Exercise brief ->
Repeat all the data word for word.

Data to process ->
Issue #5463, opened 2021-11-02
Document builtins.fetchTree


edolstra:
It's experimental but it still should be documented.

kamadorueda:
@edolstra I started documenting fetchTree at https://github.com/NixOS/nix/pull/5556, initially for the git backend 

I would like to help documenting the remaining backends, too

elikoga:
Can rework my WIP PR to the state of #5556

thufschmitt:
Fixed by https://github.com/NixOS/nix/pull/8509

PR #5556, opened 2021-11-14
fetchTree: add documentation

kamadorueda:
- Since this section is going to be long
  due to the need of documenting the different backends
  then giving it its own section seems reasonable.
  Additionally, by introducing fetchers before derivations and
  after the basics of the language,
  it guides the lector through the mental model
  that in Nix you build your derivations from the data you fetch
  in a reproducible way in the first place
- Start by documenting the `git` backend and then I'll be adding more

Mentions #5463

### DIFF
--- a/doc/manual/src/expressions/fetchers.md
+++ b/doc/manual/src/expressions/fetchers.md
@@ -1,0 +1,147 @@
+**Warning**:
+This section is **experimental** and its interface is subject to change.
+
+# Fetchers
+
+Nix supports fetching source trees
+from different locations
+through the `fetchTree` builtin.
+
+Below we document the supported backends
+and their configuration options.
+
+## Git
+
+Allows you to fetch a Git source tree (similar to a `git clone`).
+
+> **Note**
+>
+> The `.git/` folder won't be saved for reproducibility.
+
+Options:
+
+- `type`
+
+  Must be equal to `"git"`.
+- `url`
+
+  Location of the git repository as accepted by `git`
+  (i.e. a local path, http(s) or SSH URL).
+- `ref`
+
+  The git ref to look for the requested revision under.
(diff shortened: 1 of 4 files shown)


doc/manual/src/expressions/fetchers.md
```diff
@@ -0,0 +1,147 @@
+**Warning**:
+This section is **experimental** and its interface is subject to change.
```
andir, line 2: How can this be experimental when all the old fetchers are now using this under the hood?

kamadorueda: I added the warning because of this small detail: https://github.com/NixOS/nix/blob/bceda304982a34c65d5a1dab449cb5bc59f63b83/src/libexpr/primops/fetchTree.cc#L179

edolstra:
The fetchers stuff is already mostly documented in the `nix flake` manpage (under "Flake references"). I think it's better to have the `fetchTree` doc refer to that, rather than duplicate it in another section.

bew:
> The fetchers stuff is already mostly documented in the `nix flake` manpage (under "Flake references"). I think it's better to have the `fetchTree` doc refer to that, rather than duplicate it in another section.

I agree, let's not duplicate everything, but what about the other way around?
The `nix flake` doc page is already quite big, maybe it could refer to the `Fetchers` doc page for the doc of individual fetchers? (which could also document `fetchTree`?)

doc/manual/src/expressions/fetchers.md
regnat: > How can this be experimental when all the old fetchers are now using this under the hood?

I don’t think here’s a contradiction here: This is indeed used internally, but the interface isn’t stable yet. So it makes sense to mark this as experimental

Response ->
Issue #5463, opened 2021-11-02
Document builtins.fetchTree


edolstra:
It's experimental but it still should be documented.

kamadorueda:
@edolstra I started documenting fetchTree at https://github.com/NixOS/nix/pull/5556, initially for the git backend 

I would like to help documenting the remaining backends, too

elikoga:
Can rework my WIP PR to the state of #5556

thufschmitt:
Fixed by https://github.com/NixOS/nix/pull/8509

PR #5556, opened 2021-11-14
fetchTree: add documentation

kamadorueda:
- Since this section is going to be long
  due to the need of documenting the different backends
  then giving it its own section seems reasonable.
  Additionally, by introducing fetchers before derivations and
  after the basics of the language,
  it guides the lector through the mental model
  that in Nix you build your derivations from the data you fetch
  in a reproducible way in the first place
- Start by documenting the `git` backend and then I'll be adding more

Mentions #5463

### DIFF
--- a/doc/manual/src/expressions/fetchers.md
+++ b/doc/manual/src/expressions/fetchers.md
@@ -1,0 +1,147 @@
+**Warning**:
+This section is **experimental** and its interface is subject to change.
+
+# Fetchers
+
+Nix supports fetching source trees
+from different locations
+through the `fetchTree` builtin.
+
+Below we document the supported backends
+and their configuration options.
+
+## Git
+
+Allows you to fetch a Git source tree (similar to a `git clone`).
+
+> **Note**
+>
+> The `.git/` folder won't be saved for reproducibility.
+
+Options:
+
+- `type`
+
+  Must be equal to `"git"`.
+- `url`
+
+  Location of the git repository as accepted by `git`
+  (i.e. a local path, http(s) or SSH URL).
+- `ref`
+
+  The git ref to look for the requested revision under.
(diff shortened: 1 of 4 files shown)


doc/manual/src/expressions/fetchers.md
```diff
@@ -0,0 +1,147 @@
+**Warning**:
+This section is **experimental** and its interface is subject to change.
```
andir, line 2: How can this be experimental when all the old fetchers are now using this under the hood?

kamadorueda: I added the warning because of this small detail: https://github.com/NixOS/nix/blob/bceda304982a34c65d5a1dab449cb5bc59f63b83/src/libexpr/primops/fetchTree.cc#L179

edolstra:
The fetchers stuff is already mostly documented in the `nix flake` manpage (under "Flake references"). I think it's better to have the `fetchTree` doc refer to that, rather than duplicate it in another section.

bew:
> The fetchers stuff is already mostly documented in the `nix flake` manpage (under "Flake references"). I think it's better to have the `fetchTree` doc refer to that, rather than duplicate it in another section.

I agree, let's not duplicate everything, but what about the other way around?
The `nix flake` doc page is already quite big, maybe it could refer to the `Fetchers` doc page for the doc of individual fetchers? (which could also document `fetchTree`?)

doc/manual/src/expressions/fetchers.md
regnat: > How can this be experimental when all the old fetchers are now using this under the hood?

I don’t think here’s a contradiction here: This is indeed used internally, but the interface isn’t stable yet. So it makes sense to mark this as experimental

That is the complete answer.